I've no plans to make it available for sale, Toby -- but you're welcome to copy this image to print if you like. It's only 850 x 1200 pixels, so it wouldn't be very big. 

@Toby Crowe

As @Kasper-V has kindly given you permission to print from the image, one option that may be of interest to you would be to produce a customized greetngs card at the online Papier facility.

https://www.papier.com/

https://www.papier.com/photos/photo-cards/

I know that they are marketed as photo cards but in fact it does not necessarily have to be a photo, what is needed is a jpg file that may, but need not, be a jpg of a photo.

Also, although marketed as sending a card to someone else there is an option of sending it to ypurself, in which case you get an envelope too, but there is no obligation to send it to someone else. I have used the facility many times and I get frames delivered from the supermarket and frme the picture myself.

There is a choice of templates, this one would be good.

https://www.papier.com/portrait-photo-315

I have used that one for some printings that I have done, for others I have used the landscape equivalent one.

https://www.papier.com/landscape-photo-313

There are others that might be suitable, depending what you choose.

For example,

https://www.papier.com/thin-border-portrait-photo-544

If a customized card is made, one does not get the picture shown on the template, that picture is just an example.

One registers, uploads an image and then drags it onto the template.

One then customises the greeting on the inside.

The template has a sample greeting set up, and one can alter that a bit, or a lot.

I have usually change it all and then used the Garamond font and on one card I got around twenty lines of text printed in Garamond.

When using the

https://www.papier.com/portrait-photo-315

there are, as far as I am aware, two approaches that could be used for this image.

The first is that one lets the Papier system do the work.

It will scale while keeping aspect ratio, so unless an exact fit will either leave white edge at the sides or at top and bottom.

For this image the white is at the sides, yes I have tested it.

Also, there is a bleed area, so for this image the word Elmdon might get chopped off a bit at the top.

The second choice is to start a document in Affinity Designer of the correct size and place the image onto it, possibly scale it, or not, whichever one decides is best, then export a jpg from Affinity Designer.
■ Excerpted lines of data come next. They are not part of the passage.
Issue #1016, opened 2026-06-29
support SIMD


redianthus:

redianthus:
A lot of it was done in #1020 because it was required. I still have to complete it.

PR #1037, opened 2026-07-03
full SIMD support (step 2)

redianthus:
Second step towards #1016


redianthus:
I'll merge this one and do the end in a follow-up PR.
@hra687261, in the last commit, I've made some changes to `Wast` and `Script`. I think it was way too complicated, and I feel like it's much better like this. I needed this to test/implement SIMD properly, because, as for floats, v128 expected results can contain nan:arith or nan:canonical. I feel like it's going to help you for the GC part also, so I'm only letting you know so you can have a look and grab the changes if this part was too annoying for you. :)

This is what I would do.

A third choice would be to use a template with a border and let the Paper system do that.

I have just had a try using

https://www.papier.com/thin-border-portrait-photo-544

One thing that I wonder about is how the scaling works.

I have recovered smaller images that i produced years from the web and produced cards using them.

Now, what an art criric or a printing expert would make of the printing in the sense of is it blocky I do not know, but I have got what I regard as good results, but in each case I have scaled by an integer factor of two or three, not some non-integer number.

I just wonder whether a non-integer scaling might produce a weird result, but i don't know, it is just me wondering theoretically.

My instinct would be to place the image on a white bakground and not scale it, so the image would be 4 inches by 2.83 inches upon a 7 inches by 5 inch card.

By the way, Papier prints CMYK, but their input system seems to do what is necessary. I send jpg images that are RGB and i get nice printings. I tried going to CMYK in Affinity designer but the colour got muted and I think, but have no proof, that if I had uploaded a CMYK file the print would not have been as bright as it is.

However, a person at Papier support did advise that colours on printed card will appear darker when printed on paper. However the printings that i have received have been very colourful.

I like the Papier cards as they are a matt finish, some of the card companies produce cards glossy.

Also I am happy to have the name Papier printed on the back of the card. Some other brand names and logos are not what i would want printed on cards that I produce.

However, some of the companies produce A5 size cards, so if one made a jpg file for an A5 card then it would be possibe to scale the image from this thread by exactly 2 both horizontally and vertically. Though I am not sure what to do about bleed areas on any site except Papier.

On a diiferent approach,

https://www.tescophoto.com/

does offer posters.

I have no experience of these, maybe someone reading this has and will comment.

I have just had a quick look and it appears that they will dekliver to one's home.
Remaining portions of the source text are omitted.